To run the app, simply open a terminal in the same directory as your app.py
script and run this command.
python run app.py
You should now get a notification, that the API runs on your localhost in the port you defined. There are several ways of accessing the API once it is deployed. For debugging and testing purposes, I usually use tools like Postman. We can also access the API from within a Python application, just like another user might want to do to use your model in their code.

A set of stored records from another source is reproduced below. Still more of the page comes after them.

PR #815, opened 2017-08-10
(visualstudiocode) Install 32-bit version on 64-bit systems if already a 32-bit version is installed

### LINKED ISSUE #813: (visualstudiocode) Upgrade from 32-bit to 64-bit
## Expected Behavior
Install 32-Bit version if already a 32-Bit version is installed.

## Current Behavior
Starting with 1.15.0 Visual Studio Code supports 64-Bit version. If already a 32-Bit version is installed upgrade fails though and asks to first uninstall the 32-Bit version.

## Possible Solution
Similar implementation to Firefox package: https://github.com/chocolatey/chocolatey-coreteampackages/blob/master/automatic/firefox/tools/chocolateyInstall.ps1#L12

## Your Environment
* Package Version used: 1.15.0
* Operating System and version: Windows 10 64-Bit
* Chocolatey version: 0.10.7

pascalberger:
## Description
Install 32-bit version on 64-bit systems if already a 32-bit version is installed

## Motivation and Context
Fixes #813 

## How Has this Been Tested?
Tested updating from 1.14.2 to 1.15 on a 64-bit system and clean installation of 1.15 on a 64-bit system

## Types of changes

## Checklist:

### DIFF
--- a/automatic/visualstudiocode/Tools/ChocolateyInstall.ps1
+++ b/automatic/visualstudiocode/Tools/ChocolateyInstall.ps1
@@ -11,7 +11,6 @@ Write-Host "Merge Tasks: "
 Write-Host "$mergeTasks"
 
 $packageName = 'visualstudiocode'
-$toolsDir = "$(Split-Path -parent $MyInvocation.MyCommand.Definition)"
 $url32 = 'https://az764295.vo.msecnd.net/stable/8b95971d8cccd3afd86b35d4a0e098c189294ff2/VSCodeSetup-ia32-1.15.0.exe'
 $url64 = 'https://az764295.vo.msecnd.net/stable/8b95971d8cccd3afd86b35d4a0e098c189294ff2/VSCodeSetup-x64-1.15.0.exe'
 $checksum32 = '9ee938c5f695fd54a06f9a48122d409f5a12d2039f63741c82d58314f1da89d6'
@@ -19,7 +18,6 @@ $checksum64 = '0c77cdb1c472a4dcbedc39d704ad79248997a66450083f3a1e48dd070b37f439'
 
 $packageArgs = @{
   packageName = $packageName
-  unzipLocation = $toolsDir
   fileType = 'EXE'
   url = $url32
   url64bit = $url64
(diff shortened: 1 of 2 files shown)


majkinetor:
Isn't this overkill now that choco remembers install parameters ?
Using [something like this](https://github.com/majkinetor/au-packages/blob/master/smplayer/tools/chocolateyInstall.ps1#L4) perhaps is way easier. The only way to install x32 version on x64 system is to force it.

pascalberger:
The issue is that pre 1.15 32-bit version was installed on 64-bit systems.
If you now update it will fail and ask the user to uninstall 32-bit version
first. This PR makes sure that upgrading from pre 1.15 to 1.15 is possible
on 64-bit systems, by staying on the 32-bit version in these cases.

Am 11.08.2017 10:55 vorm. schrieb "Miodrag Milić" <notifications@github.com
>:

Isn't this overkill now that choco remembers install parameters ?
Using something like this
<https://github.com/majkinetor/au-packages/blob/master/smplayer/tools/chocolateyInstall.ps1#L4>
perhaps is way easier. The only way to install x32 version on x64 system is
to force it.

—
You are receiving this because you authored the thread.
Reply to this email directly, view it on GitHub
<https://github.com/chocolatey/chocolatey-coreteampackages/pull/815#issuecomment-321761931>,
or mute the thread

majkinetor:
> If you now update it will fail and ask the user to uninstall 32-bit version first. 

Perhaps that is a better option here ? Why would anybody keep using x32 bit version on x64 bit Windows to only limit itself ? With this update the fact that there is x64 bit version could go unnoticed (I only glanced  what failed for example).

pascalberger:
@majkinetor Also OK to keep the current behavior and close this PR if there's consense that a failing upgrade is the best option.

AdmiringWorm:
I don't particularly have any opinion on the best option here.
But just wanted to say one thing, the code added in this PR would have been best to have been added before 64bit releases had been added, to keep upgrades as smooth as possible.
But now, with a release already released on choco that is already lost unfortunately.

> @majkinetor said...
> Isn't this overkill now that choco remembers install parameters ?

We shouldn't really rely completely on this, remember that feature is still in preview (I think), and it only remembers the last call to `install/upgrade` (again, I think).

majkinetor:
I think its the best for users to manually decide in this case especially because extensions do not need to be reinstalled. I just did so for my own case and without `cup` problem it would probably go unnoticed.

ferventcoder:
> With this update the fact that there is x64 bit version could go unnoticed (I only glanced what failed for example).

@majkinetor you will notice, vscode tells you every time you open it.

We use the requests module, by first defining the URL to access and the body to send along with our HTTP request:
import requests
url = 'http://127.0.0.1:1080/predict' # localhost and the defined port + endpoint
body = {
"petal_length": 2,
"sepal_length": 2,
"petal_width": 0.5,
"sepal_width": 3
}
response = requests.post(url, data=body)
response.json()
The output should look something like this:
Out[1]: {'Prediction': 'iris-versicolor'}
That’s how easy it is to include an API call in your Python code! Please note that this API is just running on your localhost. You would have to deploy the API to a live server (e.g., on AWS) for others to access it.
Conclusion
In this blog article, you got a brief overview of how to build a REST API to serve your machine learning model with a web interface. Further, you now understand how to integrate simple API requests into your Python code. For the next step, maybe try securing your APIs? If you are interested in learning how to build an API with R, you should check out this post. I hope that this gave you a solid introduction to the concept and that you will be building your own APIs immediately. Happy coding!